Short-Sighted Cuts to International Affairs Budget Prove Short-Lived

Passing a $3.5 trillion budget in the midst of a recession is no small feat, and so perhaps legislators can be forgiven for trying to make a few cuts here and there to the proposal that President Obama had put in front of them. At least one such proposed cut, though — Senator Kent Conrad’s attempt to strip over $4 billion in funding for international affairs — would have so undermined U.S. interests that the Senate did away with it in a “voice vote,” since it wasn’t even close enough to count.

On Tuesday afternoon, an amendment proposed by Senators Kerry and Lugar passed overwhelmingly, restoring international affairs funding that will pay for causes like diplomacy, peacekeeping, and humanitarian assistance. As the chair and ranking member, respectively, of the Senate Foreign Relations Committee, Senators Kerry and Lugar know a thing or two about why supporting these initiatives is so important.

Part of the reason is to rehabilitate America’s relationship with the rest of the world. By paying for more foreign service officers, by investing in the world’s collective fight against climate change, and by demonstrating that foreign affairs are not simply an afterthought in American politics, the new U.S. Congress can strongly back President Obama’s renewed commitment to improving relations and reinvigorating U.S. leadership. Senator Kerry’s words bear repetition: “We cannot try to be a world leader on the cheap.”

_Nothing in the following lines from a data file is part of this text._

PR #1414, opened 2020-03-11
fix: improve header styles when table has scroll in table component

blakmetall:
fix: improve header styles when table has scroll in table component

**update comments:**
* new styled component to render shadow added at the bottom of each direct child from th inside the table; receives hasScroll prop.
* was not possible to apply box-shadow to direct th childs due to box-shadow nature

@nexxtway/react-rainbow


src/components/Table/index.js
```diff
@@ -221,6 +222,16 @@ export default class Table extends Component {
...
     }
 
+    detectActiveScroll() {
+        if (this.scrollableY.current) {
+            const { clientHeight, scrollHeight } = this.scrollableY.current;
+            const hasScroll = clientHeight < scrollHeight;
+            this.setState({ hasScroll });
+        } else {
+            this.setState({ hasScroll: false });
+        }
```
LeandroTorresSicilia: let's avoid using state for this, instead make a method that simply returns a boolean

PR #1417, opened 2020-03-12
fix: scroll on background of ImportRecordFlow

blakmetall:
fix: scroll on background of ImportRecordFlow

**information**

-- when a modal is present inside a page and then is opened and closed, **componentDidUpdate** resets scroll. (fixed to reset only where there is no modal opened).

-- when a modal is opened and then we open a new modal above and then close that modal, **componentDidUnmount** resets the scroll when it should not due to the previous opened modal.
(before: condition to reset all body scrolls was triggered even if there are modals in **CounterManager**).

-- when a previous modal was opened after a closed one above, the status **isOpen** and **prevIsOpen** from first modal opened are **false**, this was not reseting the scroll inside **componentDidUpdate** due to the previous modal was losing their **prevIsOpen** status.

-- **componentWillUnmount** triggers until leaving the page, and if multiple modals were opened the last one was not reseting inside **componentWillUnmount** neither inside **componentDidUpdate**.

**fix applied:**

-- inside **componentWillUnmount** **clearAllBodyScrollLocks()**  was moved inside CounterManager condition

-- added a new catch status inside **componendDidUpdate** when modal is updated and there is no previous interaction on it (**isOpen and prevIsOpen to false**), to solve the lost interactions values after open a new modal over an opened modal.

@nexxtway/react-rainbow


LeandroTorresSicilia:
I found a problem:
- go to http://localhost:6060/#!/Modal/11
- press Open Modal
- press Select a Time field to open the time picker modal
- click in backdrop two times to close the two modals
- try to scroll the page

current behavior:
- scroll is blocked

expected behavior:
- scroll works fine

since we don't have a test for this case we should add one

src/components/Modal/__test__/modal.spec.js
```diff
@@ -172,6 +171,47 @@ describe('<Modal/>', () => {
...
+        const component = mount(
+            <Modal>
+                <p />
+            </Modal>,
+        );
+        component.setProps({
+            isOpen: false,
+        });
+        expect(enableBodyScroll).not.toHaveBeenCalled();
+    });
```
LeandroTorresSicilia, line 214: Sorry, what I meant with the test that we should add was integration test, then remove these units since above they are already tested.
Also, the issue described continues.

integration/specs/Modal/modal-11.spec.js
```diff
@@ -1,14 +1,28 @@
...
 
 const BUTTON = '#button-11';
 const MODAL = '#modal-11';
+const MODAL_DATEPICKER = '#modal-datepicker-11';
 const TITLE_INPUT = '#modal-11 input[placeholder="Enter company name"]';
 const DATE_PICKER_INPUT = '#modal-11 input[placeholder="Select a date"]';
 const TIME_PICKER_INPUT = '#modal-11 input[name="time"]';
 const MODAL_LOOKUP = '#modal-lookup-11';
 
+const getScrollTop = () => {
```
LeandroTorresSicilia, line 14: If the intent of this is return the scroll top position then let's call it `getScrollTopPosition`

PR #1419, opened 2020-03-13
fix: improve ImportRecordsFlow component

blakmetall:
fix: improve ImportRecordsFlow component

- bold styles added to assign field title
- apply different UI when dragging a file

@nexxtway/react-rainbow


src/components/ImportRecordsFlow/stepTwo/styled/container.js
```diff
@@ -1,17 +1,11 @@
...
-    const { light: brandLightColor } = brand;
-
-    return {
-        brandLightColor,
-    };
-})`
+const StyledContainer = attachThemeAttrs(styled.div)`
     border-radius: 4px;
-    border: dashed 1px #eaeef5;
+    border: dashed 3px;
```
TahimiLeonBravo: let's keep the `border-width` of 1px

TahimiLeonBravo:
@blakmetall follow styles like the design, the message content should be centered on the container

Screen Shot 2020-03-17 at 9 34 08 AM

src/components/ImportRecordsFlow/stepThree/assignFieldModalTitle.js
```diff
@@ -0,0 +1,25 @@
...
+import StyledAssignFieldTitle from './styled/assignFieldTitle';
+
+const AssignFieldModalTitle = props => {
+    const { field } = props;
+    return (
+        <StyledAssignFieldHeader>
+            <StyledAssignFieldTitle>
+                Assign to the field: <b>{field}</b>
+            </StyledAssignFieldTitle>
+        </StyledAssignFieldHeader>
```
LeandroTorresSicilia: can we use only one wrapper like:
```
<StyledAssignFieldTitle>
    Assign to the field: <b>{field}</b>
</StyledAssignFieldTitle>
```

src/components/ImportRecordsFlow/stepTwo/index.js
```diff
@@ -68,8 +72,23 @@ export default function StepTwo(props) {
             onDrop={handleDrop}
             draggable
         >
-            <UploadFileButton onChange={handleChange} />
-            <StyledText>Find the file in your desktop.</StyledText>
+            <StyledUploadFileWrapper isDragOver={isDragOver}>
+                <UploadFileButton onChange={handleChange} />
+            </StyledUploadFileWrapper>
```
LeandroTorresSicilia: if you want to hide UploadFileButton when isDragOver you can pass styles directly inside UploadFileButton or simply use a RenderIf, there is no need to create an extra wrapper

src/components/ImportRecordsFlow/stepTwo/styled/text.js
```diff
@@ -10,6 +11,8 @@ const StyledText = styled.h1`
     margin: 0;
     padding: 0;
     box-sizing: border-box;
+
+    ${props => props.isDragOver && `display: none;`};
```
LeandroTorresSicilia: let's use a RenderIf to render this markup when isDragOver

src/components/ImportRecordsFlow/stepTwo/styled/text.js
```diff
@@ -1,6 +1,7 @@
 import styled from 'styled-components';
+import attachThemeAttrs from '../../../../../src/styles/helpers/attachThemeAttrs';
 
-const StyledText = styled.h1`
+const StyledText = attachThemeAttrs(styled.h1)`
```
LeandroTorresSicilia: let's use a p instead of h1 since it is not a heading

src/components/ImportRecordsFlow/stepThree/assignFieldModalTitle.js
blakmetall: we can

src/components/ImportRecordsFlow/stepTwo/index.js
blakmetall: that will be better

src/components/ImportRecordsFlow/stepTwo/styled/text.js
```diff
@@ -1,7 +1,7 @@
 import styled from 'styled-components';
-import attachThemeAttrs from '../../../../styles/helpers/attachThemeAttrs';
+import attachThemeAttrs from '../../../../../src/styles/helpers/attachThemeAttrs';
```
LeandroTorresSicilia: here you can
```suggestion
import attachThemeAttrs from '../../../../styles/helpers/attachThemeAttrs';
```

PR #205, opened 2026-02-11
fix(apollo-react): increase icon size for URL based icons [MST-6486]

KodudulaAshishUiPath:
## Description

This PR

- Allows fallback to CSS iconSize in BaseNode if no height or width is given

## Demo
Before:
Screenshot 2026-02-11 at 18 03 57
After:
Screenshot 2026-02-11 at 18 03 02

### DIFF
--- a/packages/apollo-react/src/canvas/utils/icon-registry.tsx
+++ b/packages/apollo-react/src/canvas/utils/icon-registry.tsx
@@ -73,8 +73,8 @@ export function getIcon(iconId: string): IconComponent {
         src={iconId}
         alt="icon"
         style={{
-          width: w ?? 24,
-          height: h ?? 24,
+          width: w,
+          height: h,
         }}
       />
     );


packages/apollo-react/src/canvas/utils/icon-registry.tsx
```diff
@@ -69,8 +69,8 @@ export function getIcon(iconId: string): IconComponent {
         src={iconId}
         alt="icon"
         style={{
-          width: w ?? 24,
-          height: h ?? 24,
+          width: w,
+          height: h,
```
rahul-sharma-uipath, line 77: i still think we should have a fallback, but we should align on a larger size for the fallback

KodudulaAshishUiPath: We can have a fallback of 40 to get the same size as other SVGs. But then we would be controlling the sizes at 2 different places, in CSS for nodes like Agents, HITL. For connector nodes in this file. I think it would be better if we could keep both in CSS

rahul-sharma-uipath: so then can we only rely on CSS for this with some sort of `data-size` attribute? 

e.g. `<svg [data-size]="small"` or `<svg [data=size]="medium"`

and map these to CSS sizes?

KodudulaAshishUiPath: We can do that but we would face the same issue, some images are <svg/> and some are  We need to include `data-size` for both of those. I think it would be better with the current setup of using the consumer sizes if they are passed else falling back to 40 for both svg, img in CSS.

rahul-sharma-uipath (approved):

PR #214, opened 2026-02-12
feat(apollo-vertex): update status tokens [AGVSOL-1019]

alincadariu:


apps/apollo-vertex/app/globals.css
```diff
@@ -46,6 +46,12 @@
 
   --color-destructive: var(--destructive);
 
+  --color-success: var(--success);
```
ruudandriessen, line 49: how will this work for the consumers?

ruudandriessen: I guess we can add part of this in the template? Then I think we also need to compare this in the adoption tracker?

ruudandriessen (approved):

apps/apollo-vertex/app/globals.css
alincadariu: @ruudandriessen i'm thinking we might need to set up a registry theme 🤔  https://ui.shadcn.com/docs/registry/examples#registrytheme

ruudandriessen: ooooo I didn't see this feature before - that does sound like it makes sense

frankkluijtmans (approved):

apps/apollo-vertex/app/globals.css
alincadariu: @ruudandriessen created https://uipath.atlassian.net/browse/AGVSOL-1201

alincadariu: @ruudandriessen https://github.com/UiPath/apollo-ui/pull/216

PR #216, opened 2026-02-12
feat(apollo-vertex): setup registry theme [AGVSOL-1201]

alincadariu:


apps/apollo-vertex/scripts/generate-theme-css.ts
```diff
@@ -0,0 +1,94 @@
...
+}
+
+const sections: string[] = [
+  "",
+  renderBlock("@theme inline", cssVars.theme),
+  "",
+  renderBlock(":root", cssVars.light),
+  "",
+  renderBlock(".dark", cssVars.dark),
+  "",
```
0xr3ngar: nit: these "" are not needed since in the renderBlock you already return a \n character

0xr3ngar (approved):

PR #218, opened 2026-02-12
feat(apollo-react): allow passing in error cta to agent flow nodes [AG-700]

akraminakib:
https://uipath.atlassian.net/browse/AG-700

- Allows consumers of agent flow to pass error cta action metadata (label & icon) on a per resource level
- Provides a way to give a callback which gets invoked when a cta action is clicked from the toolbar. This will allow consumers to route to the right logic from checks on their end

https://github.com/user-attachments/assets/3b005a62-5403-4697-a1b9-79578af53f46


packages/apollo-react/src/canvas/components/AgentCanvas/nodes/ResourceNode.tsx
```diff
@@ -236,9 +251,12 @@ export const ResourceNode = memo(
         onAction: () => {},
       };
 
-      const actions: ToolbarAction[] = [removeAction];
+      // Only show error CTA if `errorAction` is provided in data
+      // Consumers need to conditionally pass this prop if they want to show the error CTA
+      const actions: ToolbarAction[] = [removeAction, ...(errorAction ? [errorCtaAction] : [])];
+
       const overflowActions: ToolbarAction[] = [
-        ...(data.type !== 'memorySpace' ? [toggleBreakpointAction] : []),
```
akraminakib, line 241: In SW form editor, memory spaces now accept breakpoints, so I'm removing this logic here which inhibited that functionality on the canvas

swathiJayav (approved):

PR #222, opened 2026-02-13
feat(apollo-wind file-upload): add per-file error display and external errors support to FileUpload

maninder-uipath:
https://uipath.atlassian.net/browse/PLT-97253

Also enforced type check. Added a new story for external errors prop
Screenshot 2026-02-13 at 3 39 53 PM

### DIFF
--- a/packages/apollo-wind/src/components/ui/file-upload.stories.tsx
+++ b/packages/apollo-wind/src/components/ui/file-upload.stories.tsx
@@ -116,3 +116,49 @@ export const WithMaxSize = {
     );
   },
 };
+
+export const WithExternalErrors = {
+  args: {},
+  render: () => {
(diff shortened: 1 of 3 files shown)


package.json
```diff
@@ -102,7 +102,8 @@
       "body-parser": "^2.2.1",
       "lodash": "^4.17.23",
       "lodash-es": "^4.17.23",
-      "caniuse-lite": "1.0.30001756"
+      "caniuse-lite": "1.0.30001756",
+      "zod": "^4.3.5"
```
CalinaCristian: Why is this an override here? It should just be the installed version across the repo not an override 🤔

maninder-uipath: Reverted

CalinaCristian (approved):

PR #223, opened 2026-02-13
fix(apollo-vertex): remove next from registry components

alincadariu:


apps/apollo-vertex/registry/shell/shell-minimal-nav-item.tsx
```diff
@@ -1,7 +1,6 @@
 "use client";
 
-import Link from "next/link";
-import { usePathname } from "next/navigation";
+import { Link } from "@radix-ui/react-navigation-menu";
```
ruudandriessen, line 3: this should be the nav item of the consumer no? So this won't work?

ruudandriessen (changes requested):

apps/apollo-vertex/registry/shell/shell-minimal-nav-item.tsx
alincadariu: @ruudandriessen in what sense this won't work?
this is just a link component from radix ui 🤔

ruudandriessen: Yeah but the nav item should be a router link - like how it was before from next, but in this case, likely from something like tanstack router

alincadariu: @ruudandriessen ah you are right.

alincadariu: @ruudandriessen should we just leave it up to the consumer to fix this for now?
I don't see a nice way of handling this 🤔

ruudandriessen: Yes I think it's either that or push for tanstack router tbh

PR #227, opened 2026-02-14
fix(apollo-react): cleanup node manifests [PLT-000]

rahul-sharma-uipath:
simplify manifest export

image

now, we have 2 types of exports
`NodeInstance` and `NodeManifest`

the `Instance` denotes all instances of the node that are ultimately plumbed to node `data`
the `Manifest` denotes all the manifest definitions, or all the items that will end up in the node registry

also remove `WorkflowManifest` export -> `apollo-ui` has no stance on how users structure their manifest response, so long as they provide the list of category manifests and node manifests 

finally, introduce `inputDefaults`, `drillable`, and `debug` as top-level keys in the manifest
`inputDefaults` -> intended to specify the default values in the inputDefinition
`drillable` -> intended to specify whether a node can be drilled into with a child canvas
`debug` -> intended to specify the runtime for when users click on "run single node"


packages/apollo-react/src/canvas/schema/node-definition/node-manifest.ts
```diff
@@ -81,12 +89,18 @@ export const nodeManifestSchema = z.object({
...
+
   /** Input definition for the node, record of string to any */
   inputDefinition: z.record(z.string(), z.any()).optional(),
 
   /** Output definition for the node, record of string to any */
   outputDefinition: z.record(z.string(), z.any()).optional(),
 
+  /** Debug configuration for the node */
+  debug: nodeDebugManifestSchema.optional(),
+
```
snuziale, line 106: can you add drillable for me:

Image

snuziale (approved):

packages/apollo-react/src/canvas/schema/node-definition/node-manifest.ts
rahul-sharma-uipath: added

PR #234, opened 2026-02-16
fix(apollo-react): nest dynamic handle data under inputs to match resolver context

snuziale:
## Summary
- Fix BaseNode handle resolution to support per-instance handleConfigurations in node data (Priority 2), enabling edge stories and runtime handle overrides without a manifest
- Fix three stale/incorrect useMemo dependency arrays in BaseNode: display missed data changes, handleConfigurations missed id, and smartHandleElements used connectedHandleIds.has (always Set.prototype.has — never changes)
- Fix createNode storybook utility to not pollute node data with undefined values for optional fields
- Add DynamicHandles story demonstrating repeat expressions and templated handle labels

image


CalinaCristian (approved):
Will check why vercel deployment failed

PR #236, opened 2026-02-17
fix(apollo-vertex): use custom auth [AGVSOL-904]

alincadariu:
Screenshot 2026-02-17 at 13 45 48


frankkluijtmans (approved):
I can't really test it in the vertex UI since it's not configured with a real client ID, but it looks like this follows the same auth/refresh logic from invoice processing which looks to be stable 👌

PR #244, opened 2026-02-18
fix(apollo-react): handles in flow [MST-6514]

ayush578:
add button was hidden due to text label for handles.
limitize the text length when add button needs to be shown

https://github.com/user-attachments/assets/1343f8a7-08f4-4272-bc6d-c3916bd9edd4


KodudulaAshishUiPath:
I think It would be better if we show the complete text in tooltip when the label is truncated

snuziale (approved):

CalinaCristian (approved):

PR #253, opened 2026-02-23
chore(apollo-vertex): oxlint biome setup [AGVSOL-1265]

alincadariu:
add oxlint for linting and biome for formatting to be in sync with the template


apps/apollo-vertex/registry/sidebar/sidebar.tsx
```diff
@@ -1,9 +1,10 @@
+// oxlint-disable eslint(max-lines)
```
0xr3ngar: why do we need to disable maxlines? can't we just extract the functions into a internal/ folder or some other folder?

0xr3ngar (approved):

apps/apollo-vertex/registry/sidebar/sidebar.tsx
alincadariu: @0xr3ngar extracted the sidebar into separate files

PR #262, opened 2026-02-24
refactor(apollo-vertex): simplify shell props [AGVSOL-1333]

alincadariu:


frankkluijtmans (changes requested):
I think `window.location.origin` doesn't always match the base URL we need for auth endpoints 🤔  For instance local deployment, or my github pages deployment. It's fine as a default, but should be overridable.

alincadariu:
> I think `window.location.origin` doesn't always match the base URL we need for auth endpoints 🤔 For instance local deployment, or my github pages deployment. It's fine as a default, but should be overridable.

@frankkluijtmans could you show me an example which wouldn't work? 🤔 
also this auth file is overridable, so the consumer can def change it easily (if this happens, of course we will be seeing it in the adoption tracker as modified and we should probs adapt)

frankkluijtmans:
> > I think `window.location.origin` doesn't always match the base URL we need for auth endpoints 🤔 For instance local deployment, or my github pages deployment. It's fine as a default, but should be overridable.
> 
> @frankkluijtmans could you show me an example which wouldn't work? 🤔 also this auth file is overridable, so the consumer can def change it easily (if this happens, of course we will be seeing it in the adoption tracker as modified and we should probs adapt)

Anytime origin doesn't match, I can already assure you I can't adopt this change as is 😅 This will really only work when deployed in staging.

alincadariu:
> > > I think `window.location.origin` doesn't always match the base URL we need for auth endpoints 🤔 For instance local deployment, or my github pages deployment. It's fine as a default, but should be overridable.
> > 
> >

Another reason for the need to increase foreign affairs funding, though, is purely pragmatic. By enhancing our diplomatic presence, we make it less likely to need to resort to the military. By increasing foreign aid, we make it less likely that the poor will turn to radical actors using aid as bait. And by pooling our anti-terrorism resources with other countries’, we make it less likely that terrorists will be able to go around ad hoc, unilateral defenses. These kinds of arguments comprised the bulk of Senator Kerry’s floor statement on Tuesday:

And it is clear to all that meeting these global challenges will require far more than our military: it will require a strengthened commitment to diplomacy and development.

To put this as simply and bluntly as possible, that’s why passing a robust foreign affairs budget is a matter not just of America’s world leadership, but also of our national security.

And America just got a little bit $4 billion safer.

(image from flickr user cliff1066 under a Creative Commons license)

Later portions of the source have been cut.